Studies on Cu2ZnSnS4 (CZTS) absorber layer using different stacking orders in precursor thin films

Cu₂ZnSnS₄ (CZTS) thin films were deposited by sputtering on glass substrates using stacked precursors. The stacked precursor thin films were prepared from Cu, SnS₂ and ZnS targets at room temperature with different stacking orders of Cu/SnS₂/ZnS/glass (A), ZnS/Cu/SnS₂/glass (B) and SnS₂/ZnS/Cu/glass (C). The stacked precursor thin films were sulfurized using a tubular rapid thermal annealing system in a mixed N₂ (95%)+H₂S (5%) atmosphere at 550 °C for 10 min. The effects of the stacking order in the precursor thin films on the structural, morphological, chemical, electrical and optical properties of the CZTS thin films were investigated.
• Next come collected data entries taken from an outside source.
PR #7462, opened 2022-11-28
Corrected server response when adding an item to a trade session fails.

secretdataz:
* **Addressed Issue(s)**: -
* **Server Mode**: Both
On kRO, when adding an untradable item to a trade, it responds to the client with result=2 in packet ZC_ACK_ADD_EXCHANGE_ITEM.
Also removed a custom response when adding an item to a trade without free slot.


Lemongrass3110 (approved):
If possible would be nice to clean it up while we touch it:

1. sd from pointer to reference
2. index calculation should happen inside the clif function
3. failure reason should be an enum
4. packet should be changed to struct
~~5. packet 0xb42 should be implemented~~ Confused with a different packet, because it has almost the same name... Sorry!

Otherwise approved, if you do not want to do it! :-)

src/map/clif.cpp
```diff
@@ -4671,17 +4671,14 @@ void clif_tradeadditem( struct map_session_data* sd, struct map_session_data* ts
 ///     0 = success
 ///     1 = overweight
 ///     2 = trade canceled
-void clif_tradeitemok(struct map_session_data* sd, int index, int fail)
+void clif_tradeitemok(struct map_session_data& sd, int index, e_exitem_add_result result)
 {
-	int fd;
-	nullpo_retv(sd);
+	PACKET_ZC_ACK_ADD_EXCHANGE_ITEM* p = reinterpret_cast<PACKET_ZC_ACK_ADD_EXCHANGE_ITEM*>(packet_buffer);
```
Lemongrass3110, line 4676:
```suggestion
	PACKET_ZC_ACK_ADD_EXCHANGE_ITEM p = {};
```
The pointer/packet_buffer variant should only be used for dynamic packets.

src/map/clif.cpp
```diff
@@ -4671,17 +4671,14 @@ void clif_tradeadditem( struct map_session_data* sd, struct map_session_data* ts
...
+	p->packetType = HEADER_ZC_ACK_ADD_EXCHANGE_ITEM;
```
Lemongrass3110, line 4677:
```suggestion
	p.packetType = HEADER_ZC_ACK_ADD_EXCHANGE_ITEM;
```

src/map/clif.cpp
```diff
@@ -4671,17 +4671,14 @@ void clif_tradeadditem( struct map_session_data* sd, struct map_session_data* ts
...
+	p->index = client_index(index);
```
Lemongrass3110, line 4678:
```suggestion
	p.index = client_index(index);
```

src/map/clif.cpp
```diff
@@ -4671,17 +4671,14 @@ void clif_tradeadditem( struct map_session_data* sd, struct map_session_data* ts
...
+	p->result = static_cast<uint8>(result);
```
Lemongrass3110, line 4679:
```suggestion
	p.result = static_cast<uint8>(result);
```

src/map/clif.cpp
```diff
@@ -4671,17 +4671,14 @@ void clif_tradeadditem( struct map_session_data* sd, struct map_session_data* ts
...
 
-	fd = sd->fd;
-	WFIFOHEAD(fd,packet_len(0xea));
-	WFIFOW(fd,0) = 0xea;
-	WFIFOW(fd,2) = index;
-	WFIFOB(fd,4) = fail;
-	WFIFOSET(fd,packet_len(0xea));
+	clif_send(p, sizeof(p), &sd.bl, SELF);
```
Lemongrass3110, line 4681:
```suggestion
	clif_send(&p, sizeof(p), &sd.bl, SELF);
```
sizeof(p) was wrong in the pointer variant. sizeof(*p) would have been correct. Therefore the rest can stay.

src/map/trade.cpp
```diff
@@ -362,12 +362,10 @@ void trade_tradeadditem(struct map_session_data *sd, short index, short amount)
 	}
 
 	if( !amount ) { // Why do this.. ~.~ just send an ack, the item won't display on the trade window.
-		clif_tradeitemok(sd, index, 0);
+		clif_tradeitemok(*sd, index, EXITEM_ADD_SUCCEED);
```
Lemongrass3110, line 365: Since we removed the custom response below, we should maybe remove that one (which happens before the index validation) too?

src/map/trade.cpp
```diff
@@ -486,7 +484,7 @@ void trade_tradeok(struct map_session_data *sd)
 	}
 
 	sd->state.deal_locked = 1;
-	clif_tradeitemok(sd, 0, 0);
+	clif_tradeitemok(*sd, 0, 0);
```
Lemongrass3110, line 487:
```suggestion
	clif_tradeitemok(*sd, 0, EXITEM_ADD_SUCCEED);
```
This will fix CI.

src/map/packets.hpp
```diff
@@ -416,6 +422,7 @@ DEFINE_PACKET_HEADER(ZC_NOTIFY_CHAT, 0x8d)
 DEFINE_PACKET_HEADER(ZC_BROADCAST, 0x9a)
 DEFINE_PACKET_HEADER(ZC_ITEM_ENTRY, 0x9d)
 DEFINE_PACKET_HEADER(ZC_PC_PURCHASE_RESULT, 0xca)
+DEFINE_PACKET_HEADER(ZC_ACK_ADD_EXCHANGE_ITEM, 0xea);
```
Lemongrass3110, line 425:
```suggestion
DEFINE_PACKET_HEADER(ZC_ACK_ADD_EXCHANGE_ITEM, 0xea)
```

Lemongrass3110 (approved):

src/map/trade.cpp
```diff
@@ -486,7 +484,7 @@ void trade_tradeok(struct map_session_data *sd)
 	}
 
 	sd->state.deal_locked = 1;
-	clif_tradeitemok(sd, 0, 0);
+	clif_tradeitemok(*sd, 0, EXITEM_ADD_SUCCEED);
```
Lemongrass3110, line 487: Do we need to send -2 here now?

secretdataz: This needs testing. Will test and adjust (or not) accordingly.

secretdataz: This behavior matches official server.

src/map/trade.cpp
secretdataz: Official server sends index 0, and amount 0 in this case.

Issue #1392, opened 2019-01-29
Implement cache-busting for CSS


ryanhofdotgov:
In issue #588, we describe some problems when loading the app with a browser that has cached versions of JavaScript and CSS.

In #1379, JavaScript caching was addressed, but CSS is still outstanding.

PR #1396, opened 2019-02-01
Add CSS cache busting

hursey013:
Fixes https://github.com/18F/e-QIP-prototype/issues/1392

Adds unique hash based on content of css/sass files to avoid stylesheets being cached longer than desired.


ryanhofdotgov:
I managed to figure it out – thanks, looks good!

Issue #1365, opened 2019-01-18
Accordion component causes eApp to hang


christopherhuii:
Steps to Reproduce

1. Start a new and clean form
2. Navigate to `4. Citizenship`
3. Click `Dual/multiple citizenship`
4. Answer `Yes` to `Do you now or have you EVER held dual/multiple citizenships?`
5. Save immediately
6. Refresh the page and log back in
7. Navigate to `4. Citizenship`
8. Click `Dual/multiple citizenship`

Bug: The page will hang and be non-responsive. When the page finished hanging, you can open the developer tools to view the console error.

```
Uncaught Error: Objects are not valid as a React child (found: object with keys {value}). If you meant to render a collection of children, use an array instead or wrap the object using createFragment(object) from the React add-ons. Check the render method of `Accordion`.
```

PR #1398, opened 2019-02-01
Fix addresses bug to default to United States

### LINKED ISSUE #1266: Address field set defaults to "Outside of US"
## Where are you in the form?

**Section:**
Relationships --> Relatives
**Question:**
Provide your relative's current address,  Provide your relative's place of birth
**Field:**
Was this person born in the United States of America?, This address is
Address block

## What did you see?
- [ ] Validation error
- [ ] Data not saving
- [X] Other (explain below)

Sign in to new/fresh form. Go to relatives section. Click Mother, Click No to "deceased?". Click Save. Logout, log back in. Go back to Mother entry. 

Address blocks for birth and current address default to "Outside US".

screen shot 2018-12-14 at 9 40 00 am

screen shot 2018-12-14 at 9 40 05 am

Default to "In US", which was displayed on the original form creation/sign-in.

- [x] Cross-form issue
- [ ] I don't know

Probably cross-form, but I don't know.

**Operating system**
- [ ] Windows
- [X] MacOS

**Browser**
- [X] Chrome
- [ ] Firefox
- [ ] IE
- [ ] Edge
- [ ] Other

**Version:**

christopherhuii:
Fixes #1266 and #1365 

This PR fixes two issues because they are somewhat related.

When a country field is fresh and untouched, it is initialized as:
```
{
  value: null
}
```

When a country field is loaded from the database, it is filled out as a string: "Canada"

When a country field is updated in the input field, it fills out as an object:
```
{
  value: "Cana"
}
```

Because of each of these cases, this is why we created the `countryString` function. I needed to tweak it a little bit so it knows how to handle `null` values.

### DIFF
--- a/src/components/Form/Location/Address.jsx
+++ b/src/components/Form/Location/Address.jsx
@@ -12,10 +12,7 @@ import ApoFpo from '../ApoFpo'
 import Show from '../Show'
 import Suggestions from '../Suggestions'
 import { AddressSuggestion } from './AddressSuggestion'
-import LocationValidator, {
-  countryString,
-  isInternational
-} from '../../../validators/location'
+import LocationValidator, { countryString } from '../../../validators/location'
 import { countryValueResolver } from './Location'
 
 export default class Address extends ValidationElement {
--- a/src/components/Form/Location/Address.jsx
+++ b/src/components/Form/Location/Address.jsx
@@ -163,13 +163,23 @@ export default class Address extends ValidationElement {
   }
 
   addressType() {
-    const country = countryString(this.props.country)
+    let country = this.props.country
+    if (typeof country === 'object') {
+      country = countryString(this.props.country)
+      if (country === '') {
+        return 'International'
+      } else if (country === null) {
+        return 'United States'
+      }
+    }
 
     if (['United States', 'POSTOFFICE'].includes(country)) {
       return country
+    } else if (country === '') {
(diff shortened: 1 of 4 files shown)


src/components/Form/Location/Address.jsx
```diff
@@ -394,7 +404,7 @@ export default class Address extends ValidationElement {
               </div>
             </div>
           </Show>
-          <Show when={isInternational(this.props)}>
```
hursey013: Looks like this is the only instance of `isInternational` so it can be removed from the imports.

hursey013:
Also out of curiosity, which aspect of this resolved #1365?

src/components/Form/Location/Address.jsx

X-ray diffraction, Raman spectroscopy and X-ray photoelectron spectroscopy studies showed that the annealed CZTS thin film using a stacking order A had a single kesterite crystal structure without secondary phases, whereas stacking orders B and C have a kesterite phase with secondary phases, such as Cu_2−xS, SnS₂ and SnS. The annealed CZTS thin film using stacking order A showed a very dense morphology without voids. On the other hand, the annealed CZTS thin films using stacking orders B and C contained the volcano shape voids (B) and Sn-based secondary phases (C) on the surface of the annealed thin films. The direct band gap energies of the CZTS thin films were approximately 1.45 eV (A), 1.35 eV (B) and 1.1 eV (C).